Chatham is located on the point of the elbow of Cape Cod, a lovely old village still relatively free of the Burger Kings and Pizza Huts and roadside tee shirt and sneaker outlets that keep popping up along Route 28 all the way from Hyannis to Harwich as regularly and as uncontrollably as teenage zits.

I had some Vivaldi and Dvorak for the tape deck in my BMW, and I felt deliciously irresponsible in abandoning the office so impetuously in the middle of my working hours. But what the hell. I had stubbornly stuck to my lone-wolf law practice precisely so that I could do madcap, devil-may-care things like driving to the Cape for an afternoon with virtually no hope of accomplishing a damn thing, and leaving Mrs. Bartlett on the lurch.

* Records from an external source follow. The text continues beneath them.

Issue #1933, opened 2017-07-24
fda: extractFDAWavelets: refactor code


berndbischl:
the whole code looks dubious and bad. 

i also had to disable the example under extractFDAFeatures:

```
# FIXME: this does not run because of a problem in extractFDAWavelets
# df = data.frame(x = matrix(rnorm(24), ncol = 8), y = factor(c("a", "a", "b")))
# fdf = makeFunctionalData(df, fd.features = list(x1 = 1:4, x2=5:8), exclude.cols = "y")
# task = makeClassifTask(data = fdf, target = "y")
# extracted = extractFDAFeatures(task,
# feat.methods = list("x1" = extractFDAFourier(), "x2" = extractFDAWavelets()))
# print(extracted$task)
# reextractFDAFeatures(task, extracted$desc)
```

apparently there also is no unit tests for the wavelets, because only the example broke, and no unit test...

pfistfl:
I think this is an issue in the package: 
This works:
```
df = data.frame(x = matrix(rnorm(39), ncol = 13), y = factor(c("a", "a", "b")))
fdf = makeFunctionalData(df, fd.features = list(x1 = 1:4, x2 = 5:13), exclude.cols = "y")
task = makeClassifTask(data = fdf, target = "y")
extracted = extractFDAFeatures(task,
feat.methods = list("x1" = extractFDAFourier(), "x2" = extractFDAWavelets()))
print(extracted$task)
reextractFDAFeatures(task, extracted$desc)
```

and this aswell

```
# FIXME: this does not run because of a problem in extractFDAWavelets
# df = data.frame(x = matrix(rnorm(24), ncol = 8), y = factor(c("a", "a", "b")))
# fdf = makeFunctionalData(df, fd.features = list(x1 = 1:4, x2=5:8), exclude.cols = "y")
# task = makeClassifTask(data = fdf, target = "y")
# extracted = extractFDAFeatures(task,
# feat.methods = list("x1" = extractFDAFourier(), "x2" = extractFDAWavelets(filter  = "haar")))
# print(extracted$task)
# reextractFDAFeatures(task, extracted$desc)
```

The problem is I think when the parameter for the wavelet filter is bigger then the functional length? 
@lbeggel does this make sense?

berndbischl:
can you first clean up the code pls?
then we can discuss this bug

smilesun:
Summary :
1. The default parameters do not match in the unit test
2. Bernd does not like the code

Solution:
[...]

Issue #1930, opened 2017-07-24
extractFDAWavelets: filter arg not doced and bad assert


berndbischl:
it is unclear which values are valid. 
also reiterate the code of  this extractor

pfistfl:
Fixed in #1937

Issue #1928, opened 2017-07-24
FDA: makeExtractFDAFeatsWrapper FIXME


berndbischl:
why is this FIXME still there:

```


  # FIXME:
  # This is stupid, we can not handle multiple tasks for a single wrapper this way.
  # (Impute cant do this neither if using cols = list("X1" = ...)).
  # One solution would be to be able to specify "all" features (regexp would be overkill?).
```

pfistfl:
Fixed in #1935

PR #1935, opened 2017-07-24
Fix various issues related to FDA Project (Wavelts, Wrapper)

pfistfl:
This PR handles
the wrapper in
#1928 
and the wavelets in
#1930 and #1933


berndbischl:
should assertion at least check for a named list?

later on a better check will we done by extractFDAFeatures i guess

pfistfl:
There are 30-40 possible filters.
I am currently doing a sanity check, but the current check will not catch all possibly wrongly specified filters.
Should I do
```
assertChoice(filter, c("la2," "la4", "la8", ......, "c30") or is the regexp sufficient?
```

smilesun:
I have added what Florian did in his branch to fda_lte  #2005.  SO this is not relevant anymore, could be deleted.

On the other hand, if my timing was right I might be able to swing by Mildred’s on my way back and have a big bowl of the best clam chowder in the world. That, certainly, would be justification no one could quarrel with.

I left the city a little after two o’clock, crossed the Sagamore Bridge an hour later, and, to appease that vague tug at my Puritan conscience for doing something so impulsive, chose Route 6 as the most direct route to Chatham, depriving myself of the infinitely more pleasant drive along 6A. Exit eleven took me straight into Chatham. I stopped at a Gulf station where an obese young man with greasy hands and “Frank” stitched above the pocket of his dark blue shirt gave me directions to the Fox Hill Estates.